I use a U-type cast iron holder. I also have a pine box that i just got on CL.


----------



## DexterDay (Jan 2, 2013)

A metal rack from a garage sale and a round rack I got as a Gift. Holds a fair amount of wood. But my 30 is in the basement, so it don't look as pretty as everyone elses


----------



## swagler85 (Jan 2, 2013)

I had a round metal rack in the room last year. Got sick of it pretty quick though. Left a mess on the carpet, debris and bark always needing cleaned up. I now use a cardboard box to bring enough in for a load. Keep a pallet full 10 feet outside the door in garage. (Soon will be enclosed so don't have to walk in snow to get there)


----------



## Senatormofo (Jan 2, 2013)

DexterDay said:


> A metal rack from a garage sale and a round rack I got as a Gift. Holds a fair amount of wood. But my 30 is in the basement, so it don't look as pretty as everyone elses
> View attachment 87609


DexterDay, It looks like a damn nice set up to me! The Barley Pop adds a nice touch!


----------



## StihlHead (Jan 3, 2013)

I use a set of large IKEA blue heavy duty tote bags. They hold enough wood for a day and I lug in one or two bags at a time (usually one with larger rounds and one with smaller rounds and splits). They hold up really well, only one has failed in 2 years. Dirt cheap too, they are less than a dollar at IKEA.


----------



## Cross Cut Saw (Jan 3, 2013)

DexterDay said:


> A metal rack from a garage sale and a round rack I got as a Gift. Holds a fair amount of wood. But my 30 is in the basement, so it don't look as pretty as everyone elses
> View attachment 87609


 
I wish I could put something like that next to the stove!  Looks like my kinda place down there.

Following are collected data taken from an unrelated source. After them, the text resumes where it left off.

PR #976, opened 2015-08-21
[WFCORE-873] Add attachment to propagate the original address for an

kabir:
aliased operation

https://issues.jboss.org/browse/WFCORE-873

Testing with a composite shows that each step gets the correct alias attachment. However, there were some problems with the alias attachment not being removed, hence the hack having RegistrationAddressResolver (currently only used by r-r-d) removing it.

We have a very nice but totally ineffective iron rack from LL Bean with a fancy leather thing that works as a carrier.  Unfortunately this only holds about 12 hours worth of wood.  I'm thinking about getting one of those metal loop style holders, something that will hold at least a couple of days worth of wood would be nice...


----------



## blacktail (Jan 3, 2013)

I use cheap Rubbermaid totes that I got from Walmart for a few bucks. One of them will hold a day's worth of wood for me. I have two of them. One stays by the stove and never gets totally empty. The other one I keep in the garage and take back and forth to the wood shed.


----------



## nate379 (Jan 3, 2013)

I use a bin I built from plywood  leftovers of my hearth pad.  Has casters so I can wheel it out on the porch to load it up.  Holds about 3 days worth if wood.


----------



## jebatty (Jan 3, 2013)

Wood box works great, stored wood does not show because the box needs to be refilled.


----------



## BobUrban (Jan 3, 2013)

After using a wrought iron rack I fabbed up in the welding shop last year I decided the mess was too messy and a pain so I extended my hearth adding the short step wall to separate the daily wood from the stove and now can just toss a day or two worth in there.  Keeps mess under control and all I need to do is hit the area with my little shop vac when I am at or near the end of the stack.  I also keep a cord or so in the unfininished basement which is contrary to most here but so far I have had no bug issues.  I just like the convenience of dry wood available.  After this season I should have a better handle on the amount of wood I go through with the 30 and will try and get my basement stash real close next winter.  At least that is the plan.


----------



## velvetfoot (Jan 3, 2013)

I wheel in the wood from the garage with this cart.  It looks good enough to stay next to the stove, so no additional wood handling.
http://www.northerntool.com/shop/tools/product_200362039_200362039


----------



## billb3 (Jan 3, 2013)

totes and cardboard boxes on the enclosed porch ( more of a vestibule than a porch)
if it is going to be real cold  or especially snowy / wet then I just  make a stack against the wall and try to keep any bark and bits cleaned up so it doesn't get tracked in on shoes walking by it.


----------



## Jags (Jan 3, 2013)

I don't store wood inside, but I do use a tote that has the same dimensions as my firebox.  It fits in the tote, it fits in the stove.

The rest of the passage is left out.